### Task description:
The answer must be every line from the entries below that includes "content".

### Records for the task:
PR #420, opened 2016-10-17
CSP-verifier security and XSS/CSRF discussion

jimfenton:


sp800-63b/sec5_authenticators.md
```diff
@@ -399,4 +399,8 @@ The latter class of verifier impersonation resistant protocols relies on access
 
 In contrast, authenticators that involve the manual entry of an authenticator output, such as out of band and one-time password authenticators, SHALL NOT be considered verifier impersonation resistant because they assume the vigilance of the claimant to determine that they are communicating with the intended verifier.
 
+#### <a name="csp-verifier"></a>5.2.6. Verifier-CSP commmunications
 
+In situations where the verifier and CSP are separate entities, communications between the verifier and CSP SHALL occur through a mutually-authenticated secure channel (such as a client-authenticated TLS connection) using approved cryptography.
```
paul-grassi: This could be construed as federation/assertions, so we either need to be clear as to why it's not, or if it is, point to -C.

sp800-63b/sec5_authenticators.md
```diff
@@ -399,4 +399,8 @@ The latter class of verifier impersonation resistant protocols relies on access
...
+
+Verification of certificates using Open Certificate Status Protocol (OCSP) [[RFC 6960]](#RFC6960) SHOULD occur through an authenticated protected channel. OCSP responses SHALL be signed as specified in the OCSP specification. The verifier SHALL check responses for validity and SHALL NOT depend upon any invalid responses received.
```
paul-grassi: This is way too prescriptive for my liking.  OCSP is just checking for status of a credential (or in this case, potentially of the servers for of the CSP/Verifier).   I would prefer something like - CSP-Verifier SHALL be mutually authenticated, server credentials SHALL be PK based.  ...  What do you think?

sp800-63b/sec8_security.md
```diff
@@ -111,3 +111,9 @@ There are several other strategies that may be applied to mitigate the threats d
...
 
 In order to maintain the integrity of the authentication factors, it is essential that it not be possible to leverage an authentication involving one factor to obtain an authenticator of a different factor. For example, a memorized secret must not be usable to obtain a new list of look-up secrets.
+
+### 8.4. Session Attacks
+
+The above discussion focuses on threats to the authentication event itself, but hijacking attacks on the session following an authentication event can have similar security impacts. The session management guidelines in [Section 7](#sec7) are essential to maintain session integrity against attacks, such as cross-site scripting (XSS). In addition, it is important to sanitize all information displayed to ensure that it does not contain executable content. These guidelines also recommend that session secrets be made inaccessible to Javascript in order to provide extra protection against exfiltration of session secrets should it be possible to inject malicious Javascript.
```
paul-grassi: Can we use a better word/phrase than sanitize?  Executable content is ok, should we ensure that static/dynamic code analysis be employed such that any unintended executed code is limited?

Do we want to call out Javascript?  Browser code?  Mobile code?  Mobile code is the fed term for things like javascript.

sp800-63b/sec8_security.md
```diff
@@ -111,3 +111,9 @@ There are several other strategies that may be applied to mitigate the threats d
...
+
+Another post-authentication threat, cross-site request forgery (CSRF), takes advantage of users' tendency to have multiple sessions active at the same time. It is important to embed and verify a session identifier into web requests to prevent the ability for a valid URL or request to be unintentially or maliciously activated by the subscriber or someone impersonating the subscriber.
```
paul-grassi: Check out my edits to CSRF.  It read funny so I tweaked.  Don't want to lose your intention though.

paul-grassi (changes requested):

sp800-63b/sec5_authenticators.md
jimfenton: What I had in mind was Figure 4-1 of -3. Assertions are used when the verifier and the relying party are separate. The situation being described here is when the CSP and verifier are separate. I'm not sure how to express that in the text (maybe refer to that diagram as I just did).

sp800-63b/sec5_authenticators.md
jimfenton: The thing that's different about OCSP is that it's signed by the CSP, which means that it doesn't require a mutually authenticated channel (perhaps doesn't require an authenticated channel at all). I think it would be more prescriptive to require that all server credentials be PK based...the purpose of the mutually authenticated protected channel is to allow the CSP and verifier to "just talk"...we don't need anything too fancy here because there is (usually) a 1:1 relationship between CSPs and verifiers. A lot of the complexity of assertions is because the verifier is probably serving many RPs.

sp800-63b/sec8_security.md
jimfenton: _Sanitize_ seems to be the term of art used for making sure that user submitted content can't be used for XSS...for example see [this](https://www.owasp.org/index.php/XSS_%28Cross_Site_Scripting%29_Prevention_Cheat_Sheet#RULE_.236_-_Sanitize_HTML_Markup_with_a_Library_Designed_for_the_Job).

XSS attacks are all about Javascript currently, but yes, should broaden. I prefer "browser executable code" because it's not limited to mobile devices.

Look for a push to this branch to update this.

sp800-63b/sec5_authenticators.md
paul-grassi: crap.  you're right.  A reference or the explicit text you just wrote in this discussion could be helpful  But that was also a brain fart moment for me.

sp800-63b/sec5_authenticators.md
paul-grassi: Hmm, given comment 1, i see your point.  But this is a very weird corner case, and not sure it's one that demands OCSP.  Consider something, i won't hold up the pull, but it doesn't feel all the way right to me.

sp800-63b/sec8_security.md
paul-grassi: Hah!  Yeah, mobile code isn't mobile phones.  Mobile == downloaded and executed on browser. [Mobile Code](https://www.techopedia.com/definition/10294/mobile-code).  Given feds, I would use mobile code.

paul-grassi: Point to OWAST then as an example.  Feds love OWASP.

sp800-63b/sec8_security.md
jimfenton: Yes, it did read funny; thanks. I spent enough time tweaking the text that I wasn't seeing that.

One aspect of your change I might question was where you changed:

> to be unintentially activated by the subscriber

to

> to be unintentially or maliciously activated by the subscriber or someone impersonating the subscriber

My understanding of CSRF is that it's directly or indirectly activated by the subscriber clicking on a link while in possession of a secret for the authenticated session. I don't believe that an impostor can take advantage of a CSRF-vulnerable link directly, although maybe there is some way that can be done with browser-executed code.

I'd like to get this right, but at the same time keep it kind of brief because we're getting out of the authentication topic with CSRF. If we were giving more general guidelines on keeping sessions secure, there would be a _lot_ more to cover.

paul-grassi: Oof,a fair point.  The browser guys are looking at 'containers' such that a user can have tabs open under multiple personas, without this occurring.  https://wiki.mozilla.org/Security/Contextual_Identity_Project/Containers

I like my edits because we can't think what's not possible today won't be tomorrow.  You can get rid of the subjects and just say 'unintentionally or maliciously executed'.

sp800-63b/sec5_authenticators.md
jimfenton: What it said about OCSP needing a different sort of protected channel for OCSP was a bit of a non-sequitur anyway, so I'm going to leave that off for now at least. I'm not convinced it makes sense to special case it.

sp800-63b/sec8_security.md
jimfenton: Adding the reference to OWASP and using _mobile code_ instead of JavaScript. Also adding definition of mobile code.

jimfenton: A little bit nervous about the OWASP reference because it is hosted on a wiki, but this is informative in any case.

paul-grassi (approved):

### Task solution:
+The above discussion focuses on threats to the authentication event itself, but hijacking attacks on the session following an authentication event can have similar security impacts. The session management guidelines in [Section 7](#sec7) are essential to maintain session integrity against attacks, such as cross-site scripting (XSS). In addition, it is important to sanitize all information displayed to ensure that it does not contain executable content. These guidelines also recommend that session secrets be made inaccessible to Javascript in order to provide extra protection against exfiltration of session secrets should it be possible to inject malicious Javascript.
paul-grassi: Can we use a better word/phrase than sanitize?  Executable content is ok, should we ensure that static/dynamic code analysis be employed such that any unintended executed code is limited?
jimfenton: _Sanitize_ seems to be the term of art used for making sure that user submitted content can't be used for XSS...for example see [this](https://www.owasp.org/index.php/XSS_%28Cross_Site_Scripting%29_Prevention_Cheat_Sheet#RULE_.236_-_Sanitize_HTML_Markup_with_a_Library_Designed_for_the_Job).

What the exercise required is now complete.